## EXTRACTED ENTRIES:
..........

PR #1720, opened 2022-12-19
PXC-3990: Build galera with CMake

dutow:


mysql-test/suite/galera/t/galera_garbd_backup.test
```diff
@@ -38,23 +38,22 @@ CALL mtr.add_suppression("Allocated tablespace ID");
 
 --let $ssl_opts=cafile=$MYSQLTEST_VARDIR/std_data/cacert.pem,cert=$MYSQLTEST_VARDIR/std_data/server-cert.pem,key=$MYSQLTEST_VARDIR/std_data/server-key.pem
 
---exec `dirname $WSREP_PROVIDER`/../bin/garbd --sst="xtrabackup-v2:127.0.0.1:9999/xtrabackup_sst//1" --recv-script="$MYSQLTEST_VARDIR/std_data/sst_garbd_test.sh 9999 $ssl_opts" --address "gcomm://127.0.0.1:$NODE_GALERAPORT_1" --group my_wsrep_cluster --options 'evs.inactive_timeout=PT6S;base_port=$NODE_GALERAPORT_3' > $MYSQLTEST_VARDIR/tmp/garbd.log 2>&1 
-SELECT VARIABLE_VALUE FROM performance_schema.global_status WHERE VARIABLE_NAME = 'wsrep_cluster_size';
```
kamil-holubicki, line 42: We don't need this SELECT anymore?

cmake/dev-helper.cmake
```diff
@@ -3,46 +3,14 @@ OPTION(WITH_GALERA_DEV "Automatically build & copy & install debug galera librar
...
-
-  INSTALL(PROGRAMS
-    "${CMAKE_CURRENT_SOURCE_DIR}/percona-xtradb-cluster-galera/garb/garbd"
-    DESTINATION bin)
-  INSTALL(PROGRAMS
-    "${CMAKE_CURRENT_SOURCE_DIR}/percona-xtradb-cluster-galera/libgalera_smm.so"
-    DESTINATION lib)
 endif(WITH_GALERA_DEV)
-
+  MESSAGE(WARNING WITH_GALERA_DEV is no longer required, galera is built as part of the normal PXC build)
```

..........

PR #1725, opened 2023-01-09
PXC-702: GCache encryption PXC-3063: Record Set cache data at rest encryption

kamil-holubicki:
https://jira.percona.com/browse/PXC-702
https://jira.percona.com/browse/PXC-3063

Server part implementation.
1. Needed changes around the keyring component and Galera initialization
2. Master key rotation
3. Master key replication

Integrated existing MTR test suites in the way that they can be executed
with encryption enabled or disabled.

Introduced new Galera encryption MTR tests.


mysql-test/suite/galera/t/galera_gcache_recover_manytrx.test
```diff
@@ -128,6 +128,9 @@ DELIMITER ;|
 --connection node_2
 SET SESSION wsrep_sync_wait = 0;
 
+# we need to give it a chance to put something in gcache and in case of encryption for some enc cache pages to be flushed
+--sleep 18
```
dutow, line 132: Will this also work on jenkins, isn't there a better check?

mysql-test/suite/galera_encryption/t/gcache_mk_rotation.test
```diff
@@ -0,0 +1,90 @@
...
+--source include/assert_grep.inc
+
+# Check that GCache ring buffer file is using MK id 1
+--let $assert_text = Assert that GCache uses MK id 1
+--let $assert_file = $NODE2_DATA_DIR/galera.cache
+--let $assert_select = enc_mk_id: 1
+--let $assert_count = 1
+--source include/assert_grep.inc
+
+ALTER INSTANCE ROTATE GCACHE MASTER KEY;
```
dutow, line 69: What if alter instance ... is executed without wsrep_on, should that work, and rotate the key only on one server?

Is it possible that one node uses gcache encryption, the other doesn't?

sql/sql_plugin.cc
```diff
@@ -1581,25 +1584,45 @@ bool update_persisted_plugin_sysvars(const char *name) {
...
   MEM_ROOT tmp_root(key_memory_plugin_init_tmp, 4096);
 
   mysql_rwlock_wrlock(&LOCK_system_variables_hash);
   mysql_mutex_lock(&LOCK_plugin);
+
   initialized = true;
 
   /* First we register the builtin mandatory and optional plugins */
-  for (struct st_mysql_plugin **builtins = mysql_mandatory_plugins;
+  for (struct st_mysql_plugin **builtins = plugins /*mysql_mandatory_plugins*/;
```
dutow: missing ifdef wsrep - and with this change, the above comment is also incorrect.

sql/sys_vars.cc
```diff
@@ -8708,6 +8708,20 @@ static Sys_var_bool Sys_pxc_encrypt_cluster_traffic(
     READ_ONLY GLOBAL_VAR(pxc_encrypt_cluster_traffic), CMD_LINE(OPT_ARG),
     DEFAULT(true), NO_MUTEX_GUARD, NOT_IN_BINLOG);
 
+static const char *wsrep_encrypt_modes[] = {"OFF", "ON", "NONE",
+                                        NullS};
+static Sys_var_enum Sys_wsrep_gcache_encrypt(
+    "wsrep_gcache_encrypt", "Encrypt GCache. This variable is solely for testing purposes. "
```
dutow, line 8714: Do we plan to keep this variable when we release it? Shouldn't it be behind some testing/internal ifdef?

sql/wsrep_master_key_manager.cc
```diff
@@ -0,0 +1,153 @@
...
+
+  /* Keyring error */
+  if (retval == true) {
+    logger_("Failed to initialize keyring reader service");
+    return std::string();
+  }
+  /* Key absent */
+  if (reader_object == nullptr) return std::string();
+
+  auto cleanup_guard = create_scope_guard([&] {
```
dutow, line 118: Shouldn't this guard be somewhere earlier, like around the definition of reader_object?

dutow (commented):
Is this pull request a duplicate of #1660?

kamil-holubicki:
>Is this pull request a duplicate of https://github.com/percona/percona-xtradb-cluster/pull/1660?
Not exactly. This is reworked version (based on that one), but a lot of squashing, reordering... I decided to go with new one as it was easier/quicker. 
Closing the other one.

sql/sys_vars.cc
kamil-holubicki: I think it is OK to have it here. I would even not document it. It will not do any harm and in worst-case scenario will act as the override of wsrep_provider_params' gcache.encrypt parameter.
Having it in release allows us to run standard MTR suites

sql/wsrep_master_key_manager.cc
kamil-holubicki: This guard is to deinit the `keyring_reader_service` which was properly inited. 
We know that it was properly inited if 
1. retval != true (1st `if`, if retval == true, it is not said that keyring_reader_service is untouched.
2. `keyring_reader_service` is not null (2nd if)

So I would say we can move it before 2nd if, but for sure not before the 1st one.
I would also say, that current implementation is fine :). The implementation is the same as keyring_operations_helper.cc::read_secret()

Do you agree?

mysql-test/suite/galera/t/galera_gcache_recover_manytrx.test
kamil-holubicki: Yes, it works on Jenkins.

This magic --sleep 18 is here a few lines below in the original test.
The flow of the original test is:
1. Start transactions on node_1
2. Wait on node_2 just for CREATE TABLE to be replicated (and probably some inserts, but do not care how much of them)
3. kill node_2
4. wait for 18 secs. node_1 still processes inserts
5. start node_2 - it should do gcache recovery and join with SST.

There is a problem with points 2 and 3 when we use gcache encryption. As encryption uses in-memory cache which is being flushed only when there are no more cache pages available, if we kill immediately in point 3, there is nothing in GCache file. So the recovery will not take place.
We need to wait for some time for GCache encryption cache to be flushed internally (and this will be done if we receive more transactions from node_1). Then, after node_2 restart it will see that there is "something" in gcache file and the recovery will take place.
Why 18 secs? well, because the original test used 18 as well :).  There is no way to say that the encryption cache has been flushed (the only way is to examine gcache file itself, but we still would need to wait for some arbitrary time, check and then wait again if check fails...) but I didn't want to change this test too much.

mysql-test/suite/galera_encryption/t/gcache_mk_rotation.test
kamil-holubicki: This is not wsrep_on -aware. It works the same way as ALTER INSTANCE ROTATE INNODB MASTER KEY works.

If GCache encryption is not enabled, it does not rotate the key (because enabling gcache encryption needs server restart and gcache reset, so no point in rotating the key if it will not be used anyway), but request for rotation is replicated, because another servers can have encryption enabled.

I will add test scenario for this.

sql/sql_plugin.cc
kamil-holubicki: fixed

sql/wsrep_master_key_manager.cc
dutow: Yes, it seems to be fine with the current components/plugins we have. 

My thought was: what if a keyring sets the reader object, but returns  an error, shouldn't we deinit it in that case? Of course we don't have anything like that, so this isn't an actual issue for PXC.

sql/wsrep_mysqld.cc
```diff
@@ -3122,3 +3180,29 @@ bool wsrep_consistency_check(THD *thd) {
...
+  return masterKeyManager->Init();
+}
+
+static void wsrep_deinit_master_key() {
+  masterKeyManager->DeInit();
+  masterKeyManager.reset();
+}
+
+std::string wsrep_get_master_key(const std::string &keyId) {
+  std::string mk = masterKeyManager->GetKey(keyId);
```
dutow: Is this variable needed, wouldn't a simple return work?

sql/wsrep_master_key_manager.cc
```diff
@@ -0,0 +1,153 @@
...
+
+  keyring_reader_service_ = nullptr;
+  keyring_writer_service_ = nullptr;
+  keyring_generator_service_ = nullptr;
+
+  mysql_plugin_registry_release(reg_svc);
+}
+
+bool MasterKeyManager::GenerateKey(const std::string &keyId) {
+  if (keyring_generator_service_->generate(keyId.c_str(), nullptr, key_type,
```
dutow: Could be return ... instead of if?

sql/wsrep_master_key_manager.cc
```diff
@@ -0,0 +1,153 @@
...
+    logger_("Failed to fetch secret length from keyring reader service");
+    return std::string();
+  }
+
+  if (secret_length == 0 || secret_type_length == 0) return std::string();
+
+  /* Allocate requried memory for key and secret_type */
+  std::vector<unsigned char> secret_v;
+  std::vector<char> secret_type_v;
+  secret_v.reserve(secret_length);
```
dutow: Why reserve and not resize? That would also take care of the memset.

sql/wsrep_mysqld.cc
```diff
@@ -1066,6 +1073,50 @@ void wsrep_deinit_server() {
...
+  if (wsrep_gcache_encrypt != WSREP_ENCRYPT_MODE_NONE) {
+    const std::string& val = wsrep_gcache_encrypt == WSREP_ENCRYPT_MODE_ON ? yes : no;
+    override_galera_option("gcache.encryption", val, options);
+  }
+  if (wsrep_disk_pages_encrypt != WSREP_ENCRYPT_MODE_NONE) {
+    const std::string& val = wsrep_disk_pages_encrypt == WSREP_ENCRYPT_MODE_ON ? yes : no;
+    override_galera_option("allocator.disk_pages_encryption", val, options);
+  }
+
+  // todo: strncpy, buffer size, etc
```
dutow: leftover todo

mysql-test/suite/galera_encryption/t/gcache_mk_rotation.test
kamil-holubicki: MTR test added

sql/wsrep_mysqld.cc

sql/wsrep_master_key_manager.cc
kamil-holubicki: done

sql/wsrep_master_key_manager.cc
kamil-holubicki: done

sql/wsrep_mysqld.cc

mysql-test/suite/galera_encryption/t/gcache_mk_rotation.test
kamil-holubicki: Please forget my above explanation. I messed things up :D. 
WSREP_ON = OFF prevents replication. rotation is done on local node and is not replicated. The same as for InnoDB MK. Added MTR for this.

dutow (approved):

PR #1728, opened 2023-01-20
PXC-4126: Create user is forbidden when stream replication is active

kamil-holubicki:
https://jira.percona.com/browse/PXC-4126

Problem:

..........

## WORK TO COMPLETE:
Report every line in the data above in which the word "duplicate" appears.

## TASK SOLUTION:
Is this pull request a duplicate of #1660?
>Is this pull request a duplicate of https://github.com/percona/percona-xtradb-cluster/pull/1660?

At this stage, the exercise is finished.